SPOCK1表現能預測攝護腺癌預後
王紹全1, 2、宋文瑋3, 4, 5, 6、陳志榮3, 4, 6、張浤榮1, 7
1中山醫學大學醫研所
2中山醫學大學附設醫院泌尿科
3彰化基督教醫院病理科
4中山醫學大學醫學院
5中山醫學大學醫教部
6仁德醫護管理專科學校醫技系
7中山醫學大學附設醫院腎臟科
SPOCK1 Expression Predicts Prognosis in Prostate Cancer
Shao-Chuan Wang1, 2, Wen-Wei Sung3, 4, 5, 6, Chih-Jung Chen3, 4, 6, Horng-Rong Chang1, 7
1Institute of Medicine, Chung Shan Medical University, Taichung, Taiwan
2Department of Urology, Chung Shan University Hospital, Taichung, Taiwan
3Department of Surgical Pathology, Changhua Christian Hospital, Changhua, Taiwan
4School of Medicine, Chung Shan Medical University, Taichung, Taiwan
5Department of Medical Education, Chung Shan Medical University Hospital, Taichung, Taiwan
6Department of Medical Technology, Jen-Teh Junior College of Medicine, Nursing and Management, Miaoli, Taiwan
7Department of Nephrology, Chung Shan Medical University Hospital, Taichung, Taiwan
Abstract
Background: Prostate cancer is a common cancer and it can often be treated successfully. The 15-year survival rate is more than 90% in patients with early stage, However, once the tumor metastasis occurred, the prognosis got significantly worse.Therefore, to identify patients with malignant potential while diagnosing might improve clinical outcome. The aim of this study was to evaluate the expression of SPOCK1 (sparc/osteonectin, cwcv and kazal-like domains proteoglycan (testican) 1) and its clinical significance in prostate cancer.

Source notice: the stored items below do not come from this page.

PR #34, opened 2020-08-04
Add support for ATtiny88

couchand:
This much of the tiny88 was not too hard once I got the `avr-device` patches in place.

Looks like none of the other `chips` have example files, but I'd like to add some here, any objection?

I'm a bit hung up on the ADC support, feel free to take a look at https://github.com/couchand/avr-hal/tree/202008/attiny88 (relevant commit: https://github.com/couchand/avr-hal/commit/8bc9f59bc97c585c9b94dad12c622b7771ad13e6) to see my current attempt.  One thing I really don't like over there is the `ReferenceVoltage` enum having an extra variant that's not relevant to this model.  Maybe I should open a separate PR for that discussion?

Of course this will need an updated version of `avr-device` before it will build.

### DIFF
--- a/Cargo.toml
+++ b/Cargo.toml
@@ -20,6 +20,7 @@ members = [
     "chips/atmega328p-hal",
     "chips/atmega32u4-hal",
     "chips/attiny85-hal",
+    "chips/attiny88-hal",
 
     # The board crates
     "boards/arduino-leonardo",
--- a/README.md
+++ b/README.md
@@ -111,6 +111,9 @@ The chip-HAL crates currently support the following peripherals:
 * [`attiny85-hal`](./chips/attiny85-hal)
   - [x] Spinning Delay
   - [x] `PORTB` as digital IO (v2)
+* [`attiny88-hal`](./chips/attiny88-hal)
+  - [x] Spinning Delay
+  - [x] `PORTA`, `PORTB`, `PORTC`, `PORTD` as digital IO
 
 ### Supported Hardware
 In `boards/` there are crates for the following hardware.  Please note that this project is in no way affiliated with any of the vendors.
--- a/README.md
+++ b/README.md
@@ -114,6 +114,8 @@ The chip-HAL crates currently support the following peripherals:
 * [`attiny88-hal`](./chips/attiny88-hal)
   - [x] Spinning Delay
   - [x] `PORTA`, `PORTB`, `PORTC`, `PORTD` as digital IO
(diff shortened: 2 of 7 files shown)


Rahix:
> Looks like none of the other chips have example files, but I'd like to add some here, any objection?

I'd prefer examples to always be related to a concrete hardware where they can run directly without any further hardware or software modification.  For HAL crates, I'd move "examples" into their documentation because that is where someone looking how to use a HAL crate would ideally look first.  If there's some very chip-specific thing that makes sense to demonstrate in the HAL crate, that would totally fit as an example though.  I just wouldn't add the common "blink, serial, adc, i2c, spi" examples, because they just add more maintenance burden to keep them updated without a real board to test them against.

There's also the issue that your examples will need the `rt` feature which isn't enabled by default for HAL crates.  So for building them one would need to keep in mind to compile with `cargo build --examples --features rt` ...

> I'm a bit hung up on the ADC support, feel free to take a look at https://github.com/couchand/avr-hal/tree/202008/attiny88 (relevant commit: couchand@8bc9f59) to see my current attempt. One thing I really don't like over there is the ReferenceVoltage enum having an extra variant that's not relevant to this model. Maybe I should open a separate PR for that discussion?

Yeah, I would suggest keeping it out of this PR for now and opening a new one.  I see two options for the implementation:

1. Either do it like you did, panic on unsupported values.  Of course it isn't too nice to provide an option that doesn't actually exist ...
2. Instead, we could push the settings struct & enum definitions into the macro and define possible values as part of the macro invocation.

Rahix:
FYI: I've updated `avr-device` to `0.2.0` so ATtiny88 support is now available.

couchand:
Great!  I finally sorted out that I *don't* want to use the `-D` flag when programming and my little demo code is flashing some LEDs, so this looks ready to go.  I'll open a followup PR with ADC support.

Thanks!

Rahix:
Just one thing to keep in mind: CI currently does not build this crate because there isn't a board for it.  I'll look into adding jobs for no-board HALs as well.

Materials and methods: SPOCK1 expression was measured by immunohistochemical staining of samples from 71 patients with prostate cancer. The correlation between SPOCK1 expression and clinicopathological features was quantitatively analyzed. The prognostic value of SPOCK1 for overall survival was determined by Kaplan-Meier analysis and Cox proportional hazard models. For underlying molecular mechanism, prostate cancer cell lines were used and SPOCK1 expression was knock-down via siRNA. Migration and invasion assay were performed to determined the tumor malignancy. The downstream signaling pathway will be analyzed with real-time RT-PCR and western blot.
Results: Seventy-one patients with mean age of 74.4 years (range 59 to 97 years) were included. Clinicopathological features, including histological type, differentiation, lymph node metastasis, TNM stage, and tumor size were assessed. Patients with high SPOCK1 expression were more prone to be advanced stage. As to the prognosis, the median follow-up for overall survival was 5.2±2.9 years (range: 0.7 to 11.8 years). Moreover, a high POCK1 expression level was correlated with poor survival. The underlying mechanism is under investigation.
Conclusions: Our results suggest that SPOCK1 expression is enhanced in prostate cancer. High SPOCK1 expression, either alone or in combination with other pathologic staging factors, may therefore serve as a poor prognostic marker for prostate cancer.